(Collected data entries)
/---
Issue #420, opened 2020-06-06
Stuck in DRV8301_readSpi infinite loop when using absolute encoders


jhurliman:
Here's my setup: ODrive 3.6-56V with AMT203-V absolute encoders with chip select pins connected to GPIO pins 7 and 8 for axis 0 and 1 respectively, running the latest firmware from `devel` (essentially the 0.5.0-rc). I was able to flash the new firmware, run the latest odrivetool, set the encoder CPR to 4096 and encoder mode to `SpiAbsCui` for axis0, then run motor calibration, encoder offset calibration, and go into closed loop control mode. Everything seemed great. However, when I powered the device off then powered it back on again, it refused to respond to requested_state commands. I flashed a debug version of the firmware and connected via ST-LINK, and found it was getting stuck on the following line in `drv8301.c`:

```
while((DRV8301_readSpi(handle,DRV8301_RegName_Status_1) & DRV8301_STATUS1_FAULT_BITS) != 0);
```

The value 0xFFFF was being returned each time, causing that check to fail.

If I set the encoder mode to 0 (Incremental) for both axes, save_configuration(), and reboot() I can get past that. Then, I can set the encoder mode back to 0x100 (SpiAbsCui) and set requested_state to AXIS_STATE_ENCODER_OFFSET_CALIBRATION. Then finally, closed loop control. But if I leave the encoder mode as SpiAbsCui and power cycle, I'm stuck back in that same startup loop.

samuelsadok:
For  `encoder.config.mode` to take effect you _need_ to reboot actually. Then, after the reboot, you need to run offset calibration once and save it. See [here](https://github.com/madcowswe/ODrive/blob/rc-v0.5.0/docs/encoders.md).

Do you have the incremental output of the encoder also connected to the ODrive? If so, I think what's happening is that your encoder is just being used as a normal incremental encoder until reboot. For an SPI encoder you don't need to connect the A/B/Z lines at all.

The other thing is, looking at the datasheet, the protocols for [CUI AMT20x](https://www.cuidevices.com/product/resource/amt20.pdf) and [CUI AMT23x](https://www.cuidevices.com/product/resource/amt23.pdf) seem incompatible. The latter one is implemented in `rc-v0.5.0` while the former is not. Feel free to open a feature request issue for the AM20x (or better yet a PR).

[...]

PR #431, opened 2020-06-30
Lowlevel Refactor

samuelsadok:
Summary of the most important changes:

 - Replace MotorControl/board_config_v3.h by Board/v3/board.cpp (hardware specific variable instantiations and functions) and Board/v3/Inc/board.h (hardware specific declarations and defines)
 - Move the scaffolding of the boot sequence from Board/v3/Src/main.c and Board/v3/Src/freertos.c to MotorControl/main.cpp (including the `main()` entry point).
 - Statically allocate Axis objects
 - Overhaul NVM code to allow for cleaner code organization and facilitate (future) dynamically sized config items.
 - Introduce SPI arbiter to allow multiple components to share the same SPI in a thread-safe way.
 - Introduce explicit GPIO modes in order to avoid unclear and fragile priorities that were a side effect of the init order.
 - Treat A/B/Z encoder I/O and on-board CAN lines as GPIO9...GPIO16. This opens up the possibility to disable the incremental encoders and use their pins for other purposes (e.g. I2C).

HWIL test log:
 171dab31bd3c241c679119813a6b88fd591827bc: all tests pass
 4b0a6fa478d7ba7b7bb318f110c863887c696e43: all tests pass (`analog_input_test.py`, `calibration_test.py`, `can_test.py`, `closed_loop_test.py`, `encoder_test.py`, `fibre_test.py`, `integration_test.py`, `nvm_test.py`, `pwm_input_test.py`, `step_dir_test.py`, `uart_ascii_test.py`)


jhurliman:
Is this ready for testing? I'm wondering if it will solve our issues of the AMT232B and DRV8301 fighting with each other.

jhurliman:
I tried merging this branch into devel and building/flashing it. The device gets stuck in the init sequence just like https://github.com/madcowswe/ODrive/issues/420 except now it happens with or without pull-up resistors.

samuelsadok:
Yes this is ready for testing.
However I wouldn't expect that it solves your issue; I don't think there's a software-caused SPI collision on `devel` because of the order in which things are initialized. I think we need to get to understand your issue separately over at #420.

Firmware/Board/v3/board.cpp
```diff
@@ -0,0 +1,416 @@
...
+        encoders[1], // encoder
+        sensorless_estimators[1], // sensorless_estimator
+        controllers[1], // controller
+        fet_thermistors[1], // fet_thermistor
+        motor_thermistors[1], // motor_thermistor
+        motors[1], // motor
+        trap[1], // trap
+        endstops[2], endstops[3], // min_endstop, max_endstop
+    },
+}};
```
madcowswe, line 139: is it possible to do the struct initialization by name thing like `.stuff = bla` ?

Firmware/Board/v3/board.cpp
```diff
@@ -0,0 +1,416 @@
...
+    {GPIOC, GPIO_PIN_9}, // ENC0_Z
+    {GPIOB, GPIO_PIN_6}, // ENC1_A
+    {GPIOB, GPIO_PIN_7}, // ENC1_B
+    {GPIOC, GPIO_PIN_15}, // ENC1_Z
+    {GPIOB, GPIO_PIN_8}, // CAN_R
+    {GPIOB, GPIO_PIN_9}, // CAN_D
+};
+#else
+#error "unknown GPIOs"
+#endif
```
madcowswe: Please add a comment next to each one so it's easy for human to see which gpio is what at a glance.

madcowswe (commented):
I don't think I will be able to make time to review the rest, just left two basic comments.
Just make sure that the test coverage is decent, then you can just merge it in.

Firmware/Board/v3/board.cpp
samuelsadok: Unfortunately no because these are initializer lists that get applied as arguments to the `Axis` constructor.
\---
*Exercise brief*
For this exercise, output exactly the lines above from the line with "The value 0xFFFF" to the line with "- Introduce explicit", counting both, and leave out the rest.

*Answer below*
The value 0xFFFF was being returned each time, causing that check to fail.

If I set the encoder mode to 0 (Incremental) for both axes, save_configuration(), and reboot() I can get past that. Then, I can set the encoder mode back to 0x100 (SpiAbsCui) and set requested_state to AXIS_STATE_ENCODER_OFFSET_CALIBRATION. Then finally, closed loop control. But if I leave the encoder mode as SpiAbsCui and power cycle, I'm stuck back in that same startup loop.

samuelsadok:
For  `encoder.config.mode` to take effect you _need_ to reboot actually. Then, after the reboot, you need to run offset calibration once and save it. See [here](https://github.com/madcowswe/ODrive/blob/rc-v0.5.0/docs/encoders.md).

Do you have the incremental output of the encoder also connected to the ODrive? If so, I think what's happening is that your encoder is just being used as a normal incremental encoder until reboot. For an SPI encoder you don't need to connect the A/B/Z lines at all.

The other thing is, looking at the datasheet, the protocols for [CUI AMT20x](https://www.cuidevices.com/product/resource/amt20.pdf) and [CUI AMT23x](https://www.cuidevices.com/product/resource/amt23.pdf) seem incompatible. The latter one is implemented in `rc-v0.5.0` while the former is not. Feel free to open a feature request issue for the AM20x (or better yet a PR).

[...]

PR #431, opened 2020-06-30
Lowlevel Refactor

samuelsadok:
Summary of the most important changes:

 - Replace MotorControl/board_config_v3.h by Board/v3/board.cpp (hardware specific variable instantiations and functions) and Board/v3/Inc/board.h (hardware specific declarations and defines)
 - Move the scaffolding of the boot sequence from Board/v3/Src/main.c and Board/v3/Src/freertos.c to MotorControl/main.cpp (including the `main()` entry point).
 - Statically allocate Axis objects
 - Overhaul NVM code to allow for cleaner code organization and facilitate (future) dynamically sized config items.
 - Introduce SPI arbiter to allow multiple components to share the same SPI in a thread-safe way.
 - Introduce explicit GPIO modes in order to avoid unclear and fragile priorities that were a side effect of the init order.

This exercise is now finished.